Exercise aim:
Going from the top of the data below, give again each line through the one containing "2 < input->size())", both ends kept.

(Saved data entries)
PR #1494, opened 2017-02-14
CSP: Parse details in host-scheme

morlovich:
This is a bit complicated since those aren't URLs proper, as they can have wildcards in spot and 
can drop the scheme.

### DIFF
--- a/net/instaweb/rewriter/csp.cc
+++ b/net/instaweb/rewriter/csp.cc
@@ -49,43 +49,139 @@ inline bool IsAsciiAlpha(char ch) {
           ((ch >= 'A') && (ch <= 'Z')));
 }
 
+inline bool IsAsciiDigit(char ch) {
+  return ((ch >= '0') && (ch <= '9'));
+}
+
 }  // namespace
+
+bool CspSourceExpression::TryParseScheme(StringPiece* input) {
+  if (input->size() < 2) {
+    // Need at least a: or such.
+    return false;
+  }
+  
+  if (!IsAsciiAlpha((*input)[0])) {
+    return false;
+  }
+  
+  size_t pos = 1;
+  while (pos < input->size() &&
+         (IsAsciiAlphaNumeric((*input)[pos]) 
+          || (*input)[pos] == '+' 
+          || (*input)[pos] == '-' 
+          || (*input)[pos] == '.')) {
+    ++pos;
+  }
+  
+  if (pos == input->size() || (*input)[pos] != ':') {
+    // All schema characters, but no : or :// afterwards -> something else.
+    return false;
+  }
+  
+  if (pos == (input->size() - 1)) {
+    // Last character was also : -> clearly a scheme-source
+    kind_ = kSchemeSource;
+    input->substr(0, pos).CopyToString(&mutable_url_data()->scheme_part);
+    input->remove_prefix(pos + 1);
+    return true;
+  }
+  
+  // We now want to see if it's actually foo://
+  if ((pos + 2 < input->size())
+       && ((*input)[pos + 1] == '/') && ((*input)[pos + 2] == '/')) {
+    input->substr(0, pos).CopyToString(&mutable_url_data()->scheme_part);
+    input->remove_prefix(pos + 3);
+  }
+  
+  // Either way, it's not a valid scheme-source at this point, even if it's
+  // a valid host-source
+  return false;
+}
 
 CspSourceExpression CspSourceExpression::Parse(StringPiece input) {
   TrimCspWhitespace(&input);
   if (input.empty()) {
-    return CspSourceExpression(kUnknown);
+    return CspSourceExpression();
   }
 
   if (input.size() > 2 && input[0] == '\'' && Last(input) == '\'') {
     return ParseQuoted(input.substr(1, input.size() - 2));
   }
-
-  // Check for scheme-source.
-  if (input.size() >= 2 && Last(input) == ':') {
-    // scheme = ALPHA *( ALPHA / DIGIT / "+" / "-" / "." )
-    bool is_scheme = true;
-    if (IsAsciiAlpha(input[0])) {
-      for (size_t i = 1; i < (input.size() - 1); ++i) {
-        char c = input[i];
-        if (!IsAsciiAlphaNumeric(c) && (c != '+') && (c != '-') && (c != '.')) {
-          is_scheme = false;
-          break;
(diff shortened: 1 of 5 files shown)


net/instaweb/rewriter/csp.cc
```diff
@@ -49,43 +49,139 @@ inline bool IsAsciiAlpha(char ch) {
...
+  // Either way, it's not a valid scheme-source at this point, even if it's
+  // a valid host-source
+  return false;
+}
+
 CspSourceExpression CspSourceExpression::Parse(StringPiece input) {
   TrimCspWhitespace(&input);
   if (input.empty()) {
-    return CspSourceExpression(kUnknown);
+    return CspSourceExpression();
```
oschaaf, line 101: I wonder, will we need to be able to discern between unknown and empty/whitespace ?

net/instaweb/rewriter/csp_test.cc
```diff
@@ -65,31 +85,119 @@ TEST(CspParseSourceTest, NonQuoted) {
...
+      CspSourceExpression(
+          CspSourceExpression::kHostSource,
+          CspSourceExpression::UrlData("https", "*", "443", "/foo.js")),
+      CspSourceExpression::Parse("https://*:443/foo.js"));
+
+  EXPECT_EQ(
+      CspSourceExpression(CspSourceExpression::kUnknown),
+      CspSourceExpression::Parse("https://*:443?foo.js"));
+}
+
```
oschaaf, line 196: Maybe also test our expectations for `CspSourceExpression::ParseQuoted("\"\"")` ?

net/instaweb/rewriter/csp.cc
morlovich: Nope, basically either one won't authorize anything.

net/instaweb/rewriter/csp_test.cc
morlovich: Double quotes don't mean anything in this syntax, so any particular reason this would be interesting?

net/instaweb/rewriter/csp.cc
oschaaf: I see, thanks

net/instaweb/rewriter/csp_test.cc
oschaaf: `CspSourceExpression::ParseQuoted("\"\"")` -> should have been `CspSourceExpression::ParseQuoted("''")`
But either way, I noticed there's already a test that inputs only whitespace, and this one wouldn't add value on top of that, so please ignore

morlovich: Oh, good idea, this is an edge case, so added.

morlovich:
Note: there is a more extensive/later version in https://github.com/pagespeed/mod_pagespeed/tree/morlovich-csp-urls3, it might make sense to review that instead.

net/instaweb/rewriter/csp.cc
```diff
@@ -49,43 +49,139 @@ inline bool IsAsciiAlpha(char ch) {
           ((ch >= 'A') && (ch <= 'Z')));
 }
 
+inline bool IsAsciiDigit(char ch) {
+  return ((ch >= '0') && (ch <= '9'));
+}
```
jmarantz: put this in string_util.h next to IsHexDigit?  Rename to IsDecimalDigit?

jmarantz (commented):
qq: have you valgrind'd & msan'd your tests for this?  I don't see anything suspicious but it seems worthwhile.

also maybe fuzzing?

still reading...

morlovich:
Hmm, I've done fuzzing, but probably not in the latest revision ---
basically by copying the files to the Google build system and using the
support there.
Can also copy them to the Chrome build system and do the same :). Probably
should redo for latest.

net/instaweb/rewriter/csp.cc
```diff
@@ -49,43 +49,139 @@ inline bool IsAsciiAlpha(char ch) {
...
+  if (!IsAsciiAlpha((*input)[0])) {
+    return false;
+  }
+
+  size_t pos = 1;
+  while (pos < input->size() &&
+         (IsAsciiAlphaNumeric((*input)[pos])
+          || (*input)[pos] == '+'
+          || (*input)[pos] == '-'
+          || (*input)[pos] == '.')) {
```
jmarantz: it annoys me slightly that (*input)[pos] is repeated 4x :)

Maybe just factor out the per-char check to an inline helper?

net/instaweb/rewriter/csp.cc
```diff
@@ -49,43 +49,139 @@ inline bool IsAsciiAlpha(char ch) {
...
+    }
+
+    if (host_part.starts_with("*")) {
+      if (!host_part.starts_with("*.") && (host_part != "*")) {
+        return CspSourceExpression();
+      }
+    }
+
+    // Start on port-part, if any
+    if (input.starts_with(":")) {
```
jmarantz: input[0] == ':'

net/instaweb/rewriter/csp.cc
```diff
@@ -49,43 +49,139 @@ inline bool IsAsciiAlpha(char ch) {
...
+    }
+
+    // Verify accumulated host-part is valid.
+    StringPiece host_part(result.url_data().host_part);
+    if (host_part.empty()) {
+      return CspSourceExpression();
+    }
+
+    if (host_part.starts_with("*")) {
+      if (!host_part.starts_with("*.") && (host_part != "*")) {
```
jmarantz: if (host_part[0] == '*' && host_part.size() > 1 && host_part[1] != '.' )

net/instaweb/rewriter/csp.cc
morlovich: input could be empty here.

jmarantz (approved):
It'd be great to get some coverage tests on this for your unit tests.

net/instaweb/rewriter/csp.cc
morlovich: Done

net/instaweb/rewriter/csp.cc
morlovich: Donr

net/instaweb/rewriter/csp.cc
morlovich: Thanks, this is much better.

PR #1495, opened 2017-02-16
Add an anchor for "Configuring SSL Certificates"

oschaaf:


morlovich (approved):
Thanks! I think the JS will add the nice little chain icon, too.

oschaaf:
Yes the chain icon is rendered.

PR #1499, opened 2017-02-21
Disable CSS (really font CSS in practice) inlining on AMP.

morlovich:
Ref: https://github.com/pagespeed/ngx_pagespeed/issues/1382

### DIFF
--- a/net/instaweb/rewriter/css_inline_filter.cc
+++ b/net/instaweb/rewriter/css_inline_filter.cc
@@ -117,6 +117,16 @@ void CssInlineFilter::EndElementImpl(HtmlElement* element) {
   const char* media = NULL;
   if (CssTagScanner::ParseCssElement(element, &href, &media) &&
       !driver()->HasChildrenInFlushWindow(element)) {
+    if (driver()->is_amp_document()) {
+      // Don't inline into AMP documents. Those do permit font loading CSS,
+      // which we could in principle inline, but they also restrict the document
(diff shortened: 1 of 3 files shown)


oschaaf:
fwiw, looks good to me

morlovich:
Well, that failure sure looks relevant, trying to see if I can reproduce it locally...

oschaaf:
@morlovich ... It sure does, yes.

Result:
PR #1494, opened 2017-02-14
CSP: Parse details in host-scheme

morlovich:
This is a bit complicated since those aren't URLs proper, as they can have wildcards in spot and 
can drop the scheme.

### DIFF
--- a/net/instaweb/rewriter/csp.cc
+++ b/net/instaweb/rewriter/csp.cc
@@ -49,43 +49,139 @@ inline bool IsAsciiAlpha(char ch) {
           ((ch >= 'A') && (ch <= 'Z')));
 }
 
+inline bool IsAsciiDigit(char ch) {
+  return ((ch >= '0') && (ch <= '9'));
+}
+
 }  // namespace
+
+bool CspSourceExpression::TryParseScheme(StringPiece* input) {
+  if (input->size() < 2) {
+    // Need at least a: or such.
+    return false;
+  }
+  
+  if (!IsAsciiAlpha((*input)[0])) {
+    return false;
+  }
+  
+  size_t pos = 1;
+  while (pos < input->size() &&
+         (IsAsciiAlphaNumeric((*input)[pos]) 
+          || (*input)[pos] == '+' 
+          || (*input)[pos] == '-' 
+          || (*input)[pos] == '.')) {
+    ++pos;
+  }
+  
+  if (pos == input->size() || (*input)[pos] != ':') {
+    // All schema characters, but no : or :// afterwards -> something else.
+    return false;
+  }
+  
+  if (pos == (input->size() - 1)) {
+    // Last character was also : -> clearly a scheme-source
+    kind_ = kSchemeSource;
+    input->substr(0, pos).CopyToString(&mutable_url_data()->scheme_part);
+    input->remove_prefix(pos + 1);
+    return true;
+  }
+  
+  // We now want to see if it's actually foo://
+  if ((pos + 2 < input->size())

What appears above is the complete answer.